Sam's eyes fluttered up to his brother's face, clear and bright and the most beautiful, beautiful things Dean had ever seen.
"Dean?"
And his brother's voice? Yeah, definitely the most beautiful sound.
Dean's eyes filled with tears again as he ran his hands over his brother's body, checking for injuries, coming away covered with blood, pulling his shirt up so he could check the hole in his back.
It was gone. Completely. No scarring. Just like Other!Sam's smooth skin in exactly the same place --
"Sammy," Dean's hands were on his brother's face now, leaving blood on his cheeks, pulling him in till he could reach his lips, kissing and kissing the soft, warm mouth as Dean's hands clutched his hair, his shirts, held the back of his neck so he could deepen the kiss, needing to be inside and all over his brother, never to stop touching him again.
It was Sam who pulled away first, pushing Dean back gently so he could turn his head, staring at the carnage around them.
"What happened?" Sam asked, frowning as he struggled with his memories, then shoved away from Dean as he noticed their father's body.
"Dad? Dean, what the hell happened?" Sam was on his knees, bending over their father, his face collapsing into horrified grief as he ran his hands over his father's body. "What the hell happened here?"
Dean took a deep breath, not letting himself take his eyes off his brother yet, overcome with relief, every other sensation muted and dull in the face of it.
"He brought you back," Dean said. "Sammy, you were dead and he brought you back. He -- "
Dean looked around, but the angel was gone.

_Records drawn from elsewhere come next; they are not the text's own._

PR #55, opened 2020-12-02
HEEDLS-202 Create progress entry on reenrollment

kwunkiuma:
Modify the GetCourseContent query such that it returns a null progress entry for removed courses.

Ran and passed all unit tests and manually tested on Firefox.

### DIFF
--- a/DigitalLearningSolutions.Data.Tests/Services/CourseContentServiceTests.cs
+++ b/DigitalLearningSolutions.Data.Tests/Services/CourseContentServiceTests.cs
@@ -1,6 +1,7 @@
 ﻿namespace DigitalLearningSolutions.Data.Tests.Services
 {
     using System;
+    using System.Linq;
     using System.Transactions;
     using DigitalLearningSolutions.Data.Models.CourseContent;
     using DigitalLearningSolutions.Data.Services;
@@ -162,6 +163,21 @@
                 }
             );
             result.Should().BeEquivalentTo(expectedCourse);
+        }
+
+        [Test]
+        public void Get_course_content_for_removed_course_should_return_course()
+        {
+            // Given
+            const int candidateId = 210962;
+            const int customisationId = 24635;
+
+            // When
+            var result = courseContentService.GetCourseContent(candidateId, customisationId);
+
+            // Then
+            result.Should().NotBeNull();
+            result!.Sections.Where(section => section.PercentComplete != 0).Should().BeEmpty();
         }
 
         [Test]
--- a/DigitalLearningSolutions.Data.Tests/Services/CourseContentServiceTests.cs
+++ b/DigitalLearningSolutions.Data.Tests/Services/CourseContentServiceTests.cs
@@ -1,7 +1,6 @@
 ﻿namespace DigitalLearningSolutions.Data.Tests.Services
 {
     using System;
-    using System.Linq;
     using System.Transactions;
     using DigitalLearningSolutions.Data.Models.CourseContent;
     using DigitalLearningSolutions.Data.Services;
@@ -166,7 +165,7 @@
         }
 
         [Test]
-        public void Get_course_content_for_removed_course_should_return_course()
+        public void Get_course_content_for_removed_and_refreshed_course_should_return_new_course()
         {
             // Given
             const int candidateId = 210962;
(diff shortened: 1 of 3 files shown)


DigitalLearningSolutions.Data/Services/CourseContentService.cs
```diff
@@ -54,10 +54,9 @@ FROM Applications
                   INNER JOIN Sections ON Sections.ApplicationID = Applications.ApplicationID
                   INNER JOIN Centres ON Customisations.CentreID = Centres.CentreID
                   LEFT JOIN Tutorials ON Sections.SectionID = Tutorials.SectionID
-                  LEFT JOIN Progress ON Customisations.CustomisationID = Progress.CustomisationID AND Progress.CandidateID = @candidateId
+                  LEFT JOIN Progress ON Customisations.CustomisationID = Progress.CustomisationID AND Progress.CandidateID = @candidateId AND Progress.RemovedDate IS NULL AND Progress.SystemRefreshed = 0
```
FridaTveit, line 57: Probably worth adding a test for this specific scenario, e.g. getting the course content when there are progress entries with removed date or system refreshed set 🙂

DigitalLearningSolutions.Data/Services/CourseContentService.cs
```diff
@@ -54,10 +54,9 @@ FROM Applications
                   INNER JOIN Sections ON Sections.ApplicationID = Applications.ApplicationID
```
FridaTveit, line 54: I assume you've tested the specific AC which was failing earlier, i.e. enrolling on a course which you've removed? 🙂

FridaTveit (commented):

FridaTveit:
Oh and probably worth @benjimarshall reviewing this as well 🙂

DigitalLearningSolutions.Data/Services/CourseContentService.cs
kwunkiuma: Yes, seems to be working for that case now.

benjimarshall (approved):
This looks good! I have been talking about this with Frank throughout. It makes sense to be only joining courses that have not been removed. If removing a course would make `Progress.RemovedDate IS NULL` or `Progress.SystemRefreshed = 0` (which I think so but @FridaTveit please could you confirm?) then this should work nicely!

FridaTveit:
@benjimarshall removing a course makes Progress.RemovedDate not null. SystemRefreshed gets set to 1 in another way (I'm not entirely sure how, I can check with Kevin) but I believe it should work the same based on the old code 🙂

DigitalLearningSolutions.Data/Services/CourseContentService.cs
FridaTveit: Great 🙂

benjimarshall:
> @benjimarshall removing a course makes Progress.RemovedDate not null. SystemRefreshed gets set to 1 in another way (I'm not entirely sure how, I can check with Kevin) but I believe it should work the same based on the old code 🙂

Yep that's what I meant `Progress.RemovedDate `, sorry! It sounds like it should work as correctly 🙂

kwunkiuma:
I've added the test for removed courses but I suppose we should wait for clarification on `Progress.SystemRefreshed`.

DigitalLearningSolutions.Data.Tests/Services/CourseContentServiceTests.cs
```diff
@@ -164,6 +165,21 @@ public void Get_course_content_of_unstarted_course_without_learning_should_retur
...
+            // Given
+            const int candidateId = 210962;
+            const int customisationId = 24635;
+
+            // When
+            var result = courseContentService.GetCourseContent(candidateId, customisationId);
+
+            // Then
+            result.Should().NotBeNull();
+            result!.Sections.Where(section => section.PercentComplete != 0).Should().BeEmpty();
```
FridaTveit, line 180: I think comparing to an expected course content, like in the test above, will be a more thorough and easier to understand test 🙂

FridaTveit (commented):
One comment and test for system refreshed missing otherwise looks good 🙂 

I don't think there's any need to wait to add the system refreshed test, what I'm asking Kevin about is how it's being set not how we should use it. So I think it's unlikely to change this behaviour (just possibly how I manually test it). If it does need to change then we could always raise a bug/separate story for that, depending on what the change would be 🙂

FridaTveit:
Did that make sense about the SystemRefreshed test @kwunkiuma? 🙂

kwunkiuma:
It seems that all entries with `SystemRefreshed = 1` also have a non-null value for `RemovedDate`, should I add a test entry with `SystemRefreshed = 1` and a null `RemovedDate`?

FridaTveit:
Ah I see! Yes I think in that case it would make sense to have three tests:
* One which uses a real entry which has RemovedDate set and SystemRefreshed set
* One which uses a test entry which has just RemovedDate set
* One which uses a test entry which has just SystemRefreshed set

Does that make sense? 🙂

kwunkiuma:
Yup, there are real entries with just RemovedDate set so I should be able to just use that directly.

FridaTveit:
Great 🙂 It sounds like it's unlikely that SystemRefreshed will be set without the RemovedDate being set, but I think we'd better make sure we can handle it just in case 🙂

FridaTveit (approved):
Looks good 🙂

"Who?" Sam was confused, his face twisted in shock and horror. "Who did this? Oh my god, Dean, how did this happen?" He noticed Ellen's body, Jo's, Bobby's, all the familiar faces -- all dead.
"Castiel," Dean whispered. "The angel."
Sam stared at him then, his eyes wild and full of tears.
"Castiel did this?" he clarified. "But he was our friend. On the other side, he was our friend."
Dean shook his head. "Castiel brought you back, Sam. You were dead too. Everybody was dead. And I -- "
Sam understood then. Smart boy. Despite the shock, he figured it out.
Or rather, he remembered.
Dean could see Sam's face crumbling into agonized realization, suddenly claiming the jumbled memories which had been repressed for the first moments after he awakened.
Sam lifted his haunted, desperate gaze finally, met Dean's eyes.
"I did this," Sam whispered, his voice cracking with misery.
"No, Sam," Dean spoke sharply, fiercely, willing his brother to accept his word as truth. "You did not do this. That demon did this. Crowley."
Sam shook his head, tears slipping down his cheeks.
"I trusted him," Sam said, and Dean could tell by the hurt tone in Sam's voice that he was talking about Other!Dean. "I believed him when he said he could handle Crowley. Because I knew he just wanted his brother back. He said as soon as we were through, Crowley would be on his way. Leave us alone. Crowley was just there to open the Gate."
"Yeah, well somebody got double-crossed," Dean said grimly.
Sam stared, wiped a hand across his eyes, shook his head again.
"He lied," Sam breathed. "He just lied."
Dean shrugged.
"Looks like," he agreed.
It wasn't a surprise to Dean that the other Dean had lied to Sam, but Sam seemed genuinely surprised, and deeply betrayed. Bastard had clearly done a number on him, had played him for a fool, and Dean wished there was a way he could pay the bastard back. Wished he could kill him.
And while they were at it, Dean wished he could just forget about the demon blood thing. Sam so did not need to know all that. Didn't make a lick o' difference one way or the other to him, to Dean. Sam was still Sam, and he was alive and here and that was what mattered. Everything else -- they would work it out. Like they always did.
Dean wondered vaguely why Other!Sam hadn't told him about the demon blood, but then he figured Other!Sam had hoped Dean never would know, figured it would be better if he didn't know some things, like how his little brother was infected with something evil. Sure hadn't mattered for the past thirty years. Why would it make any difference now?
Maybe it wasn't even in him anymore, since Azazel died. Or maybe it was permanently dormant, since the demon that put it there was gone so it could never be triggered. Could never do any harm.
At any rate, right here, right now, there was work to do. Sad, messy, hard work.